Our graphic arts team will work with the winner of the graphics competition to create the poster / flyer, and then the project publicist will mount a publicity campaign, along Headlines Outreach co-ordinator.
A full-time counselor will be attached to the project, on salary to Headlines throughout rehearsals and all performances.
As a member of the Professional Association of Canadian Theatres (PACT) and a signatory to the Canadian Theatre Agreement (CTA) Headlines has secured the permission of PACT and Canadian Actors' Equity Association to mount this non-Equity Production, using high school students. All student personnel will be paid at least union minimums for their services, with statutory deductions, and be covered by Headlines' insurance policies.

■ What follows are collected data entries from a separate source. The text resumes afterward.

PR #999, opened 2025-02-11
Fix `Health` `ScheduleCheck` 

RMartinOscar:
https://github.com/pelican-dev/panel/blob/a6963ad8026a7d7f31fc6fc6423e8eeba4022de8/app/Console/Kernel.php#L59 Will always fail cause [it checks if ScheduleCheck is registered](https://github.com/spatie/laravel-health/blob/main/src/Commands/ScheduleCheckHeartbeatCommand.php#L17-L25)
image

image

### DIFF
--- a/app/Checks/ScheduleCheck.php
+++ b/app/Checks/ScheduleCheck.php
@@ -4,10 +4,10 @@ namespace App\Checks;
 
 use Carbon\Carbon;
 use Composer\InstalledVersions;
-use Spatie\Health\Checks\Checks\ScheduleCheck as Check;
+use Spatie\Health\Checks\Checks\ScheduleCheck as BaseCheck;
 use Spatie\Health\Checks\Result;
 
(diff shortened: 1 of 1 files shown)


app/Checks/ScheduleCheck.php
```diff
@@ -4,48 +4,11 @@
 
 use Carbon\Carbon;
 use Composer\InstalledVersions;
-use Spatie\Health\Checks\Check;
+use Spatie\Health\Checks\Checks\ScheduleCheck as Check;
 use Spatie\Health\Checks\Result;
 
 class ScheduleCheck extends Check
```
Boy132, line 10:
```suggestion
use Spatie\Health\Checks\Checks\ScheduleCheck as BaseCheck;
use Spatie\Health\Checks\Result;

class ScheduleCheck extends BaseCheck
```

Boy132 (approved):

PR #1005, opened 2025-02-12
Chore Upgrade Dependencies

RMartinOscar:
Tackle https://github.com/pelican-dev/panel/security/dependabot/93
And update other dependencies


resources/views/filament/plugins/monaco-editor.blade.php
notAreYouScared, line 1: I still don't agree that the preview should be added back.

Boy132: The preview is disabled in the config anyways?

https://github.com/pelican-dev/panel/blob/1e7a901371328c21467bf35ae61826f28e98d560/config/filament-monaco-editor.php#L5

notAreYouScared: Then why re add the code?

Boy132: Because it's the default code of the plugin. Makes updating the view easier if we are as close to the original as possible.

notAreYouScared: If thats the argument then why are we manually updating the js versions in the code.... the plugon author has not updated the plugon to 0.52.2

Boy132: Because that's just a minor change. And if the plugin author updates we can just overwrite it.

PR #1009, opened 2025-02-14
Interpret `Server` `StartupCommand` variables

rmartinoscar:
image
image
image

### DIFF
--- a/app/Filament/Server/Pages/Startup.php
+++ b/app/Filament/Server/Pages/Startup.php
@@ -47,7 +47,7 @@ class Startup extends ServerFormPage
                         'lg' => 4,
                     ])
                     ->autosize()
-                    ->formatStateUsing(fn (Server $server, StartupCommandService $StartupCommandService) => $StartupCommandService->handle($server))
+                    ->formatStateUsing(fn (Server $server, StartupCommandService $service) => $service->handle($server))
                     ->readOnly(),
                 TextInput::make('custom_image')
                     ->label('Docker Image')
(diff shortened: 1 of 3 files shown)


notAreYouScared:
Honestly not a fan.

app/Filament/Server/Pages/Startup.php
```diff
@@ -46,6 +47,7 @@ public function form(Form $form): Form
                         'lg' => 4,
                     ])
                     ->autosize()
+                    ->formatStateUsing(fn (Server $server, StartupCommandService $StartupCommandService) => $StartupCommandService->handle($server))
```
Boy132, line 50: _(suggestion below not pinted)_
```suggestion
                    ->formatStateUsing(fn (Server $server, StartupCommandService $service) => $service->handle($server, !auth()->user()->can(Permission::ACTION_STARTUP_READ, $server)))
```
https://github.com/pelican-dev/panel/blob/b355830db4b0a58e595d85ea82cc9d68511304c4/app/Transformers/Api/Client/ServerTransformer.php#L64

Boy132 (dismissed):

Boy132:
> Honestly not a fan. How do I know its using a variable and not a typed in number?

The old client area did this too. I think it's fine. Especially for more complex startup commands it's nicer this way.

app/Filament/Server/Pages/Startup.php
RMartinOscar: I thought of this aswell but the page isn't even accessible without it so why double check ?
https://github.com/pelican-dev/panel/blob/b355830db4b0a58e595d85ea82cc9d68511304c4/app/Filament/Server/Pages/Startup.php#L156

notAreYouScared (approved):

PR #1015, opened 2025-02-17
Don't log duplicated `OauthProvider`s during tests

rmartinoscar:
image

https://github.com/pelican-dev/panel/blob/5be4e22a0c932f11c5aba430942ae470bdd04970/app/Extensions/OAuth/Providers/OAuthProvider.php#L22-L26
I purposely left that in for future plugins

### DIFF
--- a/app/Extensions/OAuth/Providers/OAuthProvider.php
+++ b/app/Extensions/OAuth/Providers/OAuthProvider.php
@@ -20,7 +20,10 @@ abstract class OAuthProvider
     protected function __construct()
     {
         if (array_key_exists($this->getId(), static::$providers)) {
-            logger()->warning("Tried to create duplicate OAuth provider with id '{$this->getId()}'");
+            // @phpstan-ignore-next-line
+            if (!app()->runningUnitTests()) {
+                logger()->warning("Tried to create duplicate OAuth provider with id '{$this->getId()}'");
+            }
 
             return;
         }
--- a/app/Extensions/OAuth/Providers/OAuthProvider.php
+++ b/app/Extensions/OAuth/Providers/OAuthProvider.php
@@ -4,6 +4,7 @@ namespace App\Extensions\OAuth\Providers;
 
 use Filament\Forms\Components\TextInput;
 use Filament\Forms\Components\Wizard\Step;
+use Illuminate\Foundation\Application;
 use Illuminate\Support\Facades\Event;
 use Illuminate\Support\Str;
 use SocialiteProviders\Manager\SocialiteWasCalled;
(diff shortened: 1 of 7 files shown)


Boy132:
Why is it trying to register them multiple times? That would mean that `boot` runs multiple times, which it shouldn't.

rmartinoscar:
> Why is it trying to register them multiple times? That would mean that `boot` runs multiple times, which it shouldn't.

Everytime i run `php artisan test` or `phpstan analyze` it floods my logs

Boy132:
> > Why is it trying to register them multiple times? That would mean that `boot` runs multiple times, which it shouldn't.
> 
> Everytime i run `php artisan test` or `phpstan analyze` it floods my logs

If you run tests that's normal. But in a normal production env the logs shouldn't get flooded.

rmartinoscar:
> If you run tests that's normal. But in a normal production env the logs shouldn't get flooded.

Ok but its gonna flood github too especially when we move to Pest with `--parallel`

Boy132:
> > If you run tests that's normal. But in a normal production env the logs shouldn't get flooded.
> 
> Ok but its gonna flood github too especially when we move to Pest with `--parallel`

Then only [write to the log](https://github.com/pelican-dev/panel/blob/5be4e22a0c932f11c5aba430942ae470bdd04970/app/Extensions/OAuth/Providers/OAuthProvider.php#L23) when not running tests (`$app->runningUnitTests()`)

Boy132 (dismissed):

app/Extensions/OAuth/Providers/OAuthProvider.php
```diff
@@ -20,7 +20,10 @@ public static function get(?string $id = null): array|self
     protected function __construct()
     {
         if (array_key_exists($this->getId(), static::$providers)) {
-            logger()->warning("Tried to create duplicate OAuth provider with id '{$this->getId()}'");
+            // @phpstan-ignore-next-line
```
lancepioch, line 23: I'm going to disable this lol

lancepioch, line 23: I'm going to disable this lol...

Dependency inject the `Illuminate\Foundation\Application $app` instance

lancepioch (changes requested):

app/Extensions/OAuth/Providers/OAuthProvider.php
rmartinoscar: I thought i'd throw it as `app()` for the time being then we'd replace every helpers at once, like i plan on doing with `request()`

lancepioch (approved):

As in all of Headlines' work of this nature, the reason for this entire project is to orchestrate a process in which the community involved can articulate a true voice about their struggles (in this case youth and the issues of bullying) and then to engage in a dialogue (through interactive Forum Theatre) with their peers and the general public about these issues.
- Creation/rehearsal: January 28 - February 9, 2003
- Set-up in school (no actors): February 10
- Tech rehearsal: February 11
- DressTech and preview: February 12
- Public performances: February 13 - 16; February 20 - 22
- Possible tele/webcast: February 22
Attached you will find letters from the Vice-Principal of Tupper Secondary, the Principal of Gladstone and from Dr. Hymel. All rehearsals and performances will be at Tupper.
As well as programming eight public performances we are also in early stages of investigating the possibility of a live, interactive tele/web cast on the final performance, February 22. This would, of course, increase the reach of the Anti-bullying MainStage Project tremendously.
We are very excited about the possibilities for this project and the combination of artistic creation and community development woven throughout every aspect of the process.